When NAVA Cannot Be Used
NAVA depends entirely on the diaphragm generating a readable electrical signal, which means several conditions rule it out. Phrenic nerve injury, where the nerve controlling the diaphragm is damaged, eliminates the signal NAVA needs. Congenital myopathy and other conditions that severely weaken the diaphragm have the same effect. Patients receiving neuromuscular blocking drugs (which paralyze muscles, including the diaphragm) or those under deep sedation won’t produce a usable Edi signal either.
Anatomical issues also matter. Esophageal atresia (where the esophagus doesn’t connect properly) or severe diaphragmatic hernia can prevent proper catheter placement or signal detection. Patients with conditions that make inserting a nasogastric tube dangerous, such as esophageal trauma, recent surgery in the area, or bleeding disorders, cannot receive the Edi catheter. The catheter must also be removed before MRI scanning, since the electrodes are not MRI-compatible. Frequent episodes of central apnea, where the brain temporarily stops sending breathing signals altogether, also make NAVA impractical because the ventilator would have no signal to follow during those pauses.
How NAVA Differs From Conventional Modes
In pressure support ventilation, the most common comparator, a clinician sets a fixed level of pressure that the ventilator delivers each time it detects a breath. Every breath gets the same amount of help regardless of how much effort the patient puts in. NAVA, by contrast, scales its support breath by breath. If you take a shallow, easy breath, you get less assist. If you take a deep, effortful breath, you get more. This proportional response more closely mimics how healthy breathing muscles naturally work.
This proportionality also creates a built-in safety feature during weaning, the process of gradually reducing ventilator support. As a patient’s respiratory muscles recover and the diaphragm generates stronger contractions, the Edi signal changes in ways that naturally communicate the patient’s readiness for less support. Clinicians can monitor the Edi trend over hours or days to gauge recovery, making weaning decisions based on objective data about the patient’s neural respiratory drive rather than relying solely on blood gas tests or clinical impression.

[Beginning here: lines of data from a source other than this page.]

PR #151, opened 2023-08-29
Faster blocks by introducing a pooled dictionary

Scooletz:
This PR is a result of profiling block processing with a full blown Merkle construct. It was found that due to the nature of `SlottedArray` and its use in blocks, the performance was terrible as it was querying several pages multiple times. This resulted in long runs of the benchmarks. To fix that `PooledSpanDictionary` was introduced.

`PooledSpanDictionary` is a component that uses pages from `BufferPool` to store payloads of spans. To actually map values, `PooledSpanDictionary` hacks the equality comparer that allows to keep the reference local, without passing it in every single key and value. This keeps the keys and values small (structs of size of 8) while leaving the payload management to the pooled memory. When a block is disposed, all the pooled dictionaries return their pages to the pool which should keep it small.

### Before

image

### After

image


src/Paprika/Chain/PooledSpanDictionary.cs
```diff
@@ -0,0 +1,220 @@
...
+/// <remarks>
+/// This component hacks into the dictionary to provide the underlying keys by implementing the custom equality comparer.
+/// It allows to store in the underlying dict just simple entries and not pass the reference in there. To get the reference,
+/// the <see cref="Equals"/> gets the underlying <see cref="Span{Byte}"/> from pages;
+/// </remarks>
+public class PooledSpanDictionary : IEqualityComparer<PooledSpanDictionary.KeySpan>, IDisposable
+{
+    private const int BufferSize = BufferPool.BufferSize;
+    private readonly BufferPool _pool;
+    private readonly Dictionary<KeySpan, ValueSpan> _dict;
```
LukaszRozmej, line 19: Should this dictionary ever be cleared?

src/Paprika/Chain/PooledSpanDictionary.cs
```diff
@@ -0,0 +1,220 @@
...
+    private readonly List<Page> _pages = new();
+
+    private Page _current;
+    private int _position;
+
+    private readonly byte[] _key = new byte[1024];
```
LukaszRozmej, line 25: Why 1024? Are we sure all keys and values will fit into that memory? And for keys only seems excessive? Shouldn't be `MaxKeySize`?

src/Paprika/Chain/PooledSpanDictionary.cs
Scooletz: It's dropped and not reused. If we consider pooling of the dict, then yes. For now, not needed.

src/Paprika/Chain/PooledSpanDictionary.cs
Scooletz: It's a dummy constant. Will provide better.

Invasive and Non-Invasive Use
NAVA can be delivered through a standard endotracheal tube (a breathing tube placed into the windpipe) for patients who need invasive ventilation. It can also be delivered non-invasively through a face mask or nasal interface, a version sometimes called NIV-NAVA. In both cases, the Edi catheter is the same. The difference is simply how air reaches the patient’s lungs.

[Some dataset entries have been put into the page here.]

PR #220, opened 2024-01-24
Boundary node for snap

Scooletz:
This PR allows to set an artificial node representing a `Boundary` of a snap sync that later can be overwritten.

### DIFF
--- a/src/Paprika/Chain/SnapSync.cs
+++ b/src/Paprika/Chain/SnapSync.cs
@@ -1,0 +1,51 @@
+﻿using Paprika.Crypto;
+using Paprika.Data;
+using Paprika.Merkle;
+
+namespace Paprika.Chain;
+
+public static class SnapSync
+{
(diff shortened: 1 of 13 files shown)


src/Paprika/Chain/SnapSync.cs
```diff
@@ -0,0 +1,51 @@
...
+        payload[0] = Byte0;
+        payload[1] = Byte1;
+        value.Span.CopyTo(payload[PreambleLength..]);
+
+        return payload.Slice(0, BoundaryValueSize);
+    }
+
+    public static bool CanBeBoundaryLeaf(in Node.Leaf leaf)
+    {
+        return leaf.Path.HasOnlyZeroes();
```
damian-orzechowski, line 25: When adding a boundary node (path-keccak pair), the path needs to filled up to full width with zeros?

Scooletz: Nope. It's takes care of by the `SnapSync` part. Just use methods on the raw.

Non-invasive NAVA has become especially valuable in neonatal care and in patients transitioning off invasive ventilation. Because the ventilator can detect breathing effort even when there are air leaks around a mask or nasal prongs (since it reads the diaphragm signal, not airflow), it maintains synchronization in situations where conventional non-invasive modes often struggle. Large leaks are one of the main reasons conventional non-invasive ventilation loses its ability to synchronize with the patient, so this is a practical advantage in real-world use.